Tally the lines below that include the string "payload". Reply with the total only.

***** SOURCE DATA *****

PR #15568, opened 2022-08-19
(fix) - Fixed isCurrent not being respected in insertDocument

### LINKED ISSUE #15565: Current is not respected in insertDocument endpoint
**Describe the bug**

The option `current` to be sent along with the presentation in the `insertDocument`'s payload is not being respected. 

**To Reproduce**
1. Create a meeting;
2. Enter it and take presenter;
3. Prepare the request to `insertDocument` to send a presentation setting `current="true"` in it;
4. Make the request;
5. See the errors;

**Expected behavior**
When set to be current, the presentation should enter the pod as the current one, and the user should be notified of this change, as well as it happens when uploading a presentation through the `presentationUploader` modal.   

**Actual behavior**
The presentation is inserted in the list as an available document to be selected, but the current presentation doesn't change.

**Additional context**
It is happening on v2.5.x-release now.

GuiLeme:
### What does this PR do?

It makes the `current` attribute from `insertDocument`'s payload to be respected.

### Closes Issue(s)

Closes #15565 

### More

The logic used in payload of not changing the current presentation if no document is set to be current is applied here, I also added a new property inside `bigbluebutton.properties` to either allow this changing of current presentation or not (previous behavior we are fixing with this PR).

### DIFF
--- a/bigbluebutton-web/grails-app/conf/bigbluebutton.properties
+++ b/bigbluebutton-web/grails-app/conf/bigbluebutton.properties
@@ -419,3 +419,6 @@ endWhenNoModeratorDelayInMinutes=1
 
 # Allow endpoint with current BigBlueButton version
 allowRevealOfBBBVersion=false
+
+# Allows the insertDocument to change the current presentation.
+allowInsertDocumentChangeCurrent=true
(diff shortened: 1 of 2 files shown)


gustavotrott (approved):
LGTM!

*****

ANSWER TO THIS TASK. 3